PR #4509, opened 2026-09-20
Carry the residual repair block's Murphy–Topel channel under the pooled joint covariance

SauersML:
Refs #2985. This does not close it: the conditional Σ(a) channel below is still open.

## What

Before this change, a calibrated Bernoulli marginal-slope fit with a residual repair block (#2924) withheld its covariance with `BmsGeneratedRegressorResidualRepairChannelUnavailable`, which 61100b27f5 added. The reason is that the generated-regressor correction had no ζ channel for the block. This PR implements that channel when the joint (z, r) covariance is the **pooled** one, under the standard-normal and global-empirical score laws. In those cases the fit now corrects and publishes its covariance.

`ResidualDriveKernel::score_zeta_sensitivity` (in `residual_repair_kernel.rs`) returns ∂s/∂ζ, summed over the three ways the block reads the calibrated score:

1. **Row channel.** `J_iᵀ ∂²ℓ/∂p∂ζ_i` from the row's Order-2 jet, where ζ is a jet axis.
2. **Pooled covariance channel.** The block uses `a = Σ̂₀₀`, `c = Σ̂_r0`, `γ = c/a` and `Σ_rr = Σ̂_rr + κ Σ̂_r0Σ̂_0r` with `κ = a⁻² − a⁻¹`, and through them the anchor's `u = γᵀβ` and `v = βᵀΣ_rrβ`. Every row's ζ enters these through `∂a/∂ζ_j = 2w_j(ζ_j − ζ̄)/W` and `∂c/∂ζ_j = w_j(r_j − r̄)/W`. The row sums of `∂ℓ/∂u` and `∂ℓ/∂v` are pulled back through them.
3. **Grid channel** (global-empirical law only). The node sensitivity is pulled back through `EmpiricalZGridBuild::node_zeta_vjp`.

`block_specs.rs` passes the sensitivity to `generated_regressor_correction`, after checking that its width matches `p_β`.

**Still withheld:** the conditional Σ(a) (the M-estimate), whose implicit derivative is not implemented yet. That case keeps the typed decline, and the reason string now names only it. So does the LocalEmpirical law, which `score_zeta_sensitivity` refuses by name.

## Tests

- `residual_score_zeta_2985_tests.rs` (unit tests):
  - Central finite-difference gates on `score_zeta_sensitivity` under the standard-normal and global-empirical laws, at derived steps.
  - A check that the probe rows are a real kernel width.
  - A check that a conditional joint covariance returns an error rather than a sensitivity.
  - A mutation check: flipping the sign of the pooled channel's `p_u·du + p_v·dv` term fails both FD gates.
- `tests/regressions/misc/bms_residual_certificate_2985.rs`:
  - The moving-law fixture, which fires the calibration, now asserts that the fit publishes its covariance and records no decline, both with and without the block.
  - The wire test uses the conditional-Σ(a) reason.
  - All three tests pass locally.
- `cargo check --workspace --tests` is clean after merging main. The focused `2985-reg` proof passed on bef2c672 (run 35502670826).

Docs: the generated-regressor paragraph in `docs/marginal-slope.md` is updated.

https://claude.ai/code/session_014q2jwvY79VUkC7eChYEGt4

---
_Generated by [Claude Code](https://claude.ai/code/session_014q2jwvY79VUkC7eChYEGt4)_


SauersML:
gam-2924 has checked this against its own #2985 derivation: the row, pooled-covariance and grid channels are the same mechanism. The grid channel reads the residual row's own anchor point, and the pooled channel differentiates `Σ̂₀₀` and `Σ̂_r0` through `κ = a⁻² − a⁻¹`.

The conditional Σ(a) channel you leave open lands as a follow-up on top of this PR once it merges. It is the tangent-linear model of `ConditionalScoreCovariance::fit` (centring, coupling ridges, log-innovations), FD-gated against refits, plus a bootstrap receipt of the corrected covariance. Please leave #2985 open for it; it closes with that commit.

SauersML:
Landing note (gam-fb, 2026-09-21): merged into main by a two-parent merge, a1720a42eacc.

*TASK ITEM*:
Top to bottom, transcribe every line above exactly.

*EXPECTED ANSWER*:
PR #4509, opened 2026-09-20
Carry the residual repair block's Murphy–Topel channel under the pooled joint covariance

SauersML:
Refs #2985. This does not close it: the conditional Σ(a) channel below is still open.

## What

Before this change, a calibrated Bernoulli marginal-slope fit with a residual repair block (#2924) withheld its covariance with `BmsGeneratedRegressorResidualRepairChannelUnavailable`, which 61100b27f5 added. The reason is that the generated-regressor correction had no ζ channel for the block. This PR implements that channel when the joint (z, r) covariance is the **pooled** one, under the standard-normal and global-empirical score laws. In those cases the fit now corrects and publishes its covariance.

`ResidualDriveKernel::score_zeta_sensitivity` (in `residual_repair_kernel.rs`) returns ∂s/∂ζ, summed over the three ways the block reads the calibrated score:

1. **Row channel.** `J_iᵀ ∂²ℓ/∂p∂ζ_i` from the row's Order-2 jet, where ζ is a jet axis.
2. **Pooled covariance channel.** The block uses `a = Σ̂₀₀`, `c = Σ̂_r0`, `γ = c/a` and `Σ_rr = Σ̂_rr + κ Σ̂_r0Σ̂_0r` with `κ = a⁻² − a⁻¹`, and through them the anchor's `u = γᵀβ` and `v = βᵀΣ_rrβ`. Every row's ζ enters these through `∂a/∂ζ_j = 2w_j(ζ_j − ζ̄)/W` and `∂c/∂ζ_j = w_j(r_j − r̄)/W`. The row sums of `∂ℓ/∂u` and `∂ℓ/∂v` are pulled back through them.
3. **Grid channel** (global-empirical law only). The node sensitivity is pulled back through `EmpiricalZGridBuild::node_zeta_vjp`.

`block_specs.rs` passes the sensitivity to `generated_regressor_correction`, after checking that its width matches `p_β`.

**Still withheld:** the conditional Σ(a) (the M-estimate), whose implicit derivative is not implemented yet. That case keeps the typed decline, and the reason string now names only it. So does the LocalEmpirical law, which `score_zeta_sensitivity` refuses by name.

## Tests

- `residual_score_zeta_2985_tests.rs` (unit tests):
  - Central finite-difference gates on `score_zeta_sensitivity` under the standard-normal and global-empirical laws, at derived steps.
  - A check that the probe rows are a real kernel width.
  - A check that a conditional joint covariance returns an error rather than a sensitivity.
  - A mutation check: flipping the sign of the pooled channel's `p_u·du + p_v·dv` term fails both FD gates.
- `tests/regressions/misc/bms_residual_certificate_2985.rs`:
  - The moving-law fixture, which fires the calibration, now asserts that the fit publishes its covariance and records no decline, both with and without the block.
  - The wire test uses the conditional-Σ(a) reason.
  - All three tests pass locally.
- `cargo check --workspace --tests` is clean after merging main. The focused `2985-reg` proof passed on bef2c672 (run 35502670826).

Docs: the generated-regressor paragraph in `docs/marginal-slope.md` is updated.

https://claude.ai/code/session_014q2jwvY79VUkC7eChYEGt4

---
_Generated by [Claude Code](https://claude.ai/code/session_014q2jwvY79VUkC7eChYEGt4)_


SauersML:
gam-2924 has checked this against its own #2985 derivation: the row, pooled-covariance and grid channels are the same mechanism. The grid channel reads the residual row's own anchor point, and the pooled channel differentiates `Σ̂₀₀` and `Σ̂_r0` through `κ = a⁻² − a⁻¹`.

The conditional Σ(a) channel you leave open lands as a follow-up on top of this PR once it merges. It is the tangent-linear model of `ConditionalScoreCovariance::fit` (centring, coupling ridges, log-innovations), FD-gated against refits, plus a bootstrap receipt of the corrected covariance. Please leave #2985 open for it; it closes with that commit.

SauersML:
Landing note (gam-fb, 2026-09-21): merged into main by a two-parent merge, a1720a42eacc.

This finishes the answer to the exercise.